A wolf can never become a sheep no matter how many times they tell you that they are sheep. A seat at the table will be reserved for those want to look like a sheep while carrying out the actions of the wolf. If you don't howl then you will be eaten or replaced. Until physicians truly lead we will be dependent on others to change.. always wonder why we don't change ourselves. Instead we rely on the hope that VC, PE or boards will suddenly see that money doesn't fix medicine, it just makes it far worse.
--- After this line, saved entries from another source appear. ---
PR #4963, opened 2022-12-04
make message queue dynamic

Goober5000:
Use a vector for storing the message queue so it can be whatever size the mission needs.

As part of this, add `free` and `vm_free` deleters to be usable with `unique_ptr` and enhance `insertion_sort` to be usable with vectors.

Fixes ~~#4959~~ and #4968.

### DIFF
--- a/code/globalincs/memory/memory.h
+++ b/code/globalincs/memory/memory.h
@@ -46,3 +46,24 @@ inline void *vm_realloc(void *ptr, size_t size)
 
 	return ret_ptr;
 }
+
+
+// For use with unique_ptr
+template <typename T>
+struct FreeDeleter
+{
+	void operator()(T* const p) const
+	{
+		free(p);
+	}
+};
+
+// For use with unique_ptr
+template <typename T>
+struct VmFreeDeleter
+{
+	void operator()(T* const p) const
+	{
+		vm_free(p);
+	}
+};
--- a/code/globalincs/memory/memory.h
+++ b/code/globalincs/memory/memory.h
@@ -47,17 +47,6 @@ inline void *vm_realloc(void *ptr, size_t size)
 	return ret_ptr;
 }
 
-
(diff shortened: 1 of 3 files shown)


code/globalincs/memory/memory.h
```diff
@@ -46,3 +46,24 @@ inline void *vm_realloc(void *ptr, size_t size)
...
+
+// For use with unique_ptr
+template <typename T>
+struct VmFreeDeleter
+{
+	void operator()(T* const p) const
+	{
+		vm_free(p);
+	}
+};
```
BMagnu, line 69: I suggest actually adding something like this, since this is a semi-common use case:
```cpp
//Managed unique pointer for data allocated using vm_malloc. Never use with data allocated with new or malloc
template<typename T> using SCP_vm_unique_ptr = std::unique_ptr<T, VmFreeDeleter<T>>;
```

code/mission/missionmessage.cpp
```diff
@@ -138,28 +138,25 @@ int Message_expire;							// timestamp to extend the duration of message bracket
 
 typedef struct message_q {
 	fix	time_added;					// time at which this entry was added
-	int	window_timestamp;			// timestamp which will tell us how long we have to play the message
+	TIMESTAMP window_timestamp;		// timestamp which will tell us how long we have to play the message
 	int	priority;					// priority of the message
 	int	message_num;				// index into the Messages[] array
-	char *special_message;			// Goober5000 - message to play if we've replaced stuff (like variables)
+	std::unique_ptr<char, VmFreeDeleter<char>> special_message;	// Goober5000 - message to play if we've replaced stuff (like variables)
```
BMagnu, line 144: This should then use the new using

BMagnu (changes requested):

BMagnu (approved):

PR #4966, opened 2022-12-05
Properly init cockpit_model_instance to -1

BMagnu:
This would otherwise cause a crash when a cockpitless model gets loaded, leaves cockpit_model_instance at 0, and then tries to clear the cockpit instance 0 again once the ship gets cleaned.


wookieejedi (approved):

Goober5000:
Follow-up to #4936

PR #4967, opened 2022-12-05
Mod Table Settings for Arc Widths

wookieejedi:
There is currently a way to set the color of EMP and Damage Arcs in game_settings.tbl, but no way to change the width.

This PR adds options useful to modders to set the width and how it is calculated. Looking over the code and asking around, I developed these exposed options.

The options also allow modders to control the arc widths in multiple ways. For example, if you want to set a constant width for all ships you would set the `+Do Not Use Width Multiplier Over Radius:` to something huge, and if you wanted no arcs ever you would set the `+Width Default:` to 0.

They are tested and work as expected.

Also fixes old copy paste bug from #2053.


Goober5000 (approved):

code/model/modelrender.cpp
```diff
@@ -863,6 +854,17 @@ void model_render_add_lightning( model_draw_list *scene, model_render_params* in
...
+      
+      			// try and scale the size a bit so that it looks equally well on smaller vessels
+			width = Arc_width_default_damage;
+			if (pm->rad < Arc_width_no_multiply_over_radius_damage) {
+				width *= (pm->rad * Arc_width_radius_multiplier_damage);
+
+				if (width < Arc_width_minimum_damage) {
+					width = Arc_width_minimum_damage;
+				}
+			}
```
MjnMixael, line 866: You're going to want to copy this width stuff into the MARC_TYPE_DAMAGED case as well now, too.

wookieejedi: thanks, just pushed

PR #5008, opened 2022-12-14
Add missing asteroid debris argument type error checking

MjnMixael:
There is a case where a mod could have the three asteroids but no debris types, so this checks for that and invalidates the set-debris-field sexp in that case. It also checks for invalid debris types in the sexp itself.


fred2/sexp_tree.cpp
```diff
@@ -3498,6 +3498,12 @@ int sexp_tree::query_default_argument_available(int op, int i)
 			}
 			return 0;
 
+		case OPF_ASTEROID_DEBRIS:
+			if ((Asteroid_info.size() - 3) > 0) {
```
Goober5000, line 3502: Constants or defines are preferred over plain numbers, so this `3` should be `NUM_ASTEROID_POFS`

Goober5000 (changes requested):

fred2/sexp_tree.cpp
MjnMixael: Done

Goober5000 (approved):

PR #5012, opened 2022-12-15
fictionviewer localization

### LINKED ISSUE #1836: Translatable Fiction Viewer
I'm not entirely certain how this feature would work, but we need a way for the fiction viewer to work with translations... preferably a way where translations can live together in the same modpack. So we need some way to tell FSO... For English use file 'fictionstage2-eng.txt' and for German use file 'fictionstage3-ger.txt'.

MjnMixael:
Implements true fiction viewer localization. If language setting is not English then it will try to find the fiction viewer file with the language extension applied. If the file specified is `somefile.txt` then it will search for `somefile-gr.txt`, for example, if the language setting is German. If that file is not found then it will default to the base filename `somefile.txt`.

Also updates the scpui virtvar with the same code.

Fixes #1836 for real this time

### DIFF
--- a/code/scripting/api/objs/fictionviewer.cpp
+++ b/code/scripting/api/objs/fictionviewer.cpp
@@ -1,4 +1,5 @@
 #include "fictionviewer.h"
+#include "localization/localize.h"
 
 namespace scripting {
 namespace api {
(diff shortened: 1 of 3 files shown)


BMagnu (approved):

code/scripting/api/objs/fictionviewer.cpp
```diff
@@ -31,7 +32,9 @@ ADE_VIRTVAR(TextFile, l_FictionViewerStage, nullptr, "The text file of the stage
 		LuaError(L, "This property is read only.");
 	}
 
-	return ade_set_args(L, "s", stage.getStage()->story_filename);
+	SCP_string localized_filename = get_localized_fiction_filename(stage.getStage()->story_filename);
+
+	return ade_set_args(L, "s", localized_filename);
```
Goober5000, line 37: I think this line needs a `.c_str()`

Goober5000 (changes requested):

code/scripting/api/objs/fictionviewer.cpp
MjnMixael: Yes it does

Goober5000 (approved):

PR #5022, opened 2022-12-18
enhance handling of motion debris

MjnMixael:
Enhance motion debris handling in a number of ways that, hopefully, allow it to be more easily enhanced for new kinds of effects in the future. Stores the motion debris defines as a struct in a vector and allows parsing N types of motion debris. Cleans up stars.tbl parsing of motion debris and silently deprecates the old style parsing (IE: Just prints a thing to the log that the old style was used.) Adds error checking upon motion debris load. If it's not found, set motion debris to not render. Finally adds a new sexp `set-motion-debris` that allows arbitrarily changing the current motion debris type that's being rendered.

Oh and I fixed a slight bug with asteroid debris type error checking while I was in there to properly not warn when "<none>" was used in the sexp.


code/starfield/starfield.cpp
```diff
@@ -48,7 +47,7 @@ typedef struct {
 	vec3d pos;
 	int vclip;
 	float size;
-} motion_debris;
+} motion_debris_vclips;
```
Baezon, line 50: I would nominate this still be called `motion_debris` and the `SCP_vector<motion_debris>` below be called `motion_debris_info`, to vaguely match our naming distinction between static data and individual instance data in other places.

code/starfield/starfield.cpp
```diff
@@ -242,24 +228,39 @@ void stars_load_debris_vclips(debris_vclip *vclips)
...
+	}
+
+	// if not using custom the load the default type for the mission
+	if (fullneb && debris_name.empty()) { // if we're in nebula mode
+		debris_name = "nebula";
+	} else if (debris_name.empty()) {
+		debris_name = "default";
 	}
+
+	int debris_position = get_motion_debris_by_name(debris_name);
```
Baezon, line 250: It's a bit pedantic but I do prefer the more explicit `index` in these cases instead of the more vague `position`.

code/starfield/starfield.cpp
```diff
@@ -563,34 +569,104 @@ void parse_startbl(const char *filename)
...
-				else {
-					Warning(LOCATION, "Could not load normal motion debris '%s'; maximum of %d exceeded.", name, MAX_DEBRIS_VCLIPS);
+				if (count == MAX_MOTION_DEBRIS_BITMAPS) {
+					Motion_debris.push_back(this_debris);
+				} else {
+					error_display(0, "Not enough bitmaps defined for motion debris '%s'. Skipping!\n", this_debris.name.c_str());
 				}
 			}
 
 			CHECK_END();
```
Baezon, line 602: These check ends will require #end right? Aren't the new style motion debris definitions supposed to go up here too? Unless I'm mistaken, if I only wanted to use the new style definitions I would still need some extra random `#end`s before I could say them.

code/starfield/starfield.cpp
```diff
@@ -563,34 +569,104 @@ void parse_startbl(const char *filename)
...
+				in_check = true;
+
+				stuff_string(name, F_NAME, MAX_NAME_LEN);
+
+				// check that the name is unique
+				int check = get_motion_debris_by_name(name);
+
+				if (check >= 0) {
+					error_display(0, "Motion debris name %s is already used; All names must be unique. Skipping!\n", name);
+					skip_to_start_of_string_either("$Motion Debris Name:", "#end");
```
Baezon, line 645: This is modular so overwriting an existing one should be allowed right? I'm not asking you to implement this if so, as this isn't inherently bad to do, but I wanted to make sure it wasn't a mistake.

Baezon (changes requested):

code/starfield/starfield.cpp
MjnMixael: I did test that and the extra #ends are not required. I'm not exactly sure I follow how those CHECK_END() methods work, but they don't seem to get in the way here.

code/starfield/starfield.cpp
MjnMixael: I have a different struct called `motion_debris` and would prefer this one stay as `motion_debris_vclips` because it's more accurate. This particular struct is for each debris bitmap clip being rendered out of the max 300. `motion_debris` is the struct for what is now `Motion_debris_info`.

code/starfield/starfield.cpp
MjnMixael: Done

code/starfield/starfield.cpp
Baezon: I'm not going to push this too hard, but this struct isn't just the bitmap, it has everything specific an individual piece of... motion debris. It would be like calling `weapon` `weapon_bitmap` and `weapon_info` `weapon` or calling `ship` `ship_model` and `ship_info` `ship`. Not necessarily wrong per se, but there is a precedent for calling each individual thing which receives the graphics `thing`, and naming the more abstract class of them `thing_info`. Although I realize now each of these doesn't actually 'know' what type they are, but that's why I suggested the change.

MjnMixael: `Motion_debris` is now an array of `motion_debris_instance` struct objects. `Motion_debris_info` is now a vector of `motion_debris_type` struct objects.

code/starfield/starfield.cpp
MjnMixael: This now allows replacing an existing motion debris define. The downside for now, without adding full +nocreate support, is that any old data that wasn't replaced will stick around. For now this isn't a problem because you really should be replacing all 4 bitmaps with each define. But if additional data is added to the table parsing here, then it'd probably be wise to implement +nocreate and full error checking at that time.

code/starfield/starfield.cpp
Baezon: I'll take it.

Baezon (approved):

code/starfield/starfield.cpp
MjnMixael: actually, it's late and I'm tired and should have done this the first time around. Now it will correctly require all 4 bitmaps to be defined during new parsing and error otherwise. This way leftover data is not an issue. Replacing one or more bitmaps, if that's a desired feature, can be done later with +nocreate.

code/parse/sexp.cpp
```diff
@@ -3940,7 +3941,7 @@ int check_sexp_syntax(int node, int return_type, int recursive, int *bad_node, i
 					return SEXP_CHECK_TYPE_MISMATCH;
 				}
 
-				if (get_asteroid_position(CTEXT(node)) < 0) {
+				if (stricmp(CTEXT(node), SEXP_NONE_STRING) && (get_asteroid_position(CTEXT(node)) < 0)) {
```
Goober5000, line 3944: This could be submitted on its own as a separate bugfix PR that would not be subject to the code freeze.

code/starfield/starfield.cpp
```diff
@@ -151,25 +150,10 @@ typedef struct vDist {
...
-
-//XSTR:OFF
-debris_vclip Debris_vclips_normal[MAX_DEBRIS_VCLIPS] = { { -1, -1, "debris01" }, { -1, -1, "debris02" }, { -1, -1, "debris03" }, { -1, -1, "debris04" } };
-debris_vclip Debris_vclips_nebula[MAX_DEBRIS_VCLIPS] = { { -1, -1, "nebdeb01" }, { -1, -1, "nebdeb02" }, { -1, -1, "nebdeb03" }, { -1, -1, "nebdeb04" } };
-debris_vclip *Debris_vclips = Debris_vclips_normal;
-//XSTR:ON
-
-int stars_debris_loaded = 0;	// 0 = not loaded, 1 = normal vclips, 2 = nebula vclips
+SCP_vector<motion_debris_types> Motion_debris_info;
+motion_debris_bitmaps* Motion_debris_ptr;
```
Goober5000, line 156: This should be initialized to `nullptr` here.  There's only one other place in the code it is set to `nullptr`, and there are ways it could be skipped.

code/starfield/starfield.cpp
```diff
@@ -203,36 +184,41 @@ static int Mission_env_map = -1;
 static bool Env_cubemap_drawn = false;
 static bool Irr_cubemap_drawn = false;
 
-void stars_release_debris_vclips(debris_vclip *vclips)
+int get_motion_debris_by_name(SCP_string name) {
+	for (int i = 0; i < (int)Motion_debris_info.size(); i++) {
+		if (!stricmp(Motion_debris_info[i].name.c_str(), name.c_str())) {
```
Goober5000, line 189: This can use `SCP_string_lcase_equal_to` since both sides are SCP_string

code/starfield/starfield.h
```diff
@@ -148,7 +164,9 @@ void stars_preload_background_bitmap(const char *fname);
 
 void stars_set_nebula(bool activate, float range);
 
-void stars_load_debris(int fullneb = 0);
+int get_motion_debris_by_name(SCP_string name);
+
+void stars_load_debris(int fullneb = 0, SCP_string = "");
```
Goober5000, line 169: The parameters here ought to be `const SCP_string &` to avoid unnecessary copying of the string

fred2/sexp_tree.h
```diff
@@ -295,7 +295,8 @@ class sexp_tree : public CTreeCtrl
 	sexp_list_item *get_listing_opf_wing_flags();
 	sexp_list_item *get_listing_opf_team_colors();
 	sexp_list_item *get_listing_opf_nebula_patterns();
-	sexp_list_item* get_listing_opf_asteroid_debris();
+	sexp_list_item *get_listing_opf_asteroid_debris();
+	sexp_list_item *get_listing_opf_motion_debris();
```
Goober5000, line 299: The changes in sexp_tree.h and sexp_tree.cpp should be replicated in their qtfred counterparts.

Goober5000 (changes requested):
A few things.

code/starfield/starfield.cpp
MjnMixael: done

code/starfield/starfield.cpp
MjnMixael: k

code/starfield/starfield.h
MjnMixael: ok

fred2/sexp_tree.h
MjnMixael: done

Goober5000 (approved):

Sean K. Shahkarami, CPA, CFF, MAc

Elevating Healthcare Strategy by Maximizing Enterprise Value through Transparency, Precision, and Clarity

7mo

PE in HC is not necessarily a bad thing but don't mistake PE in HC means restoring doctor-patient relationships. PE in HC is about profitability, first and foremost, as it should be. Profitability means sustainability. The relationship between patients and providers drive profitability so I am sure it will be a core focus. But don't skip over the business aspect. PE and HC are both big business. Telling yourself or anyone else something different is naive at best and manipulative at worst.

Dheeraj Raina, MD, MBA

Physician leader with a track record of executing multiple successful initiatives at the intersection of physical health, behavioral health and addiction. Mentor, coach and manager of other physician leaders.

7mo

GC states that they plan on converting Summa Health into a for-profit system. The purpose of a for-profit system has nothing to do with resurrecting the doctor-patient relationship. Not that not-for-profit systems are altruistic. But whenever we hear of health systems doing good work in terms of balancing cost and quality of care, for-profit systems don’t really make the cut. So let’s not drink the Kool-aid that GC is giving out free by the gallons.

Bo Bergstrom 🌎

Entrepreneur who loves 0 to 1, AI, Healthcare, and Web 3 | Writer🖍 | Veteran | Specialize in Incubation, Concept Development, and New Venture Initiatives

7mo

Benjamin Schwartz, MD, MBA I’m curious to “why” you think they will “resurrect the doctor-patient relationship”? VCs are just as beholden as PE to the fiduciary “duty of loyalty” that requires them to put profit above patient outcomes, provider welfare, and the doctor-patient relationship. In my mind, that means they will only if it makes them money… which hasn’t proven to be the case in the rest of for-profit healthcare.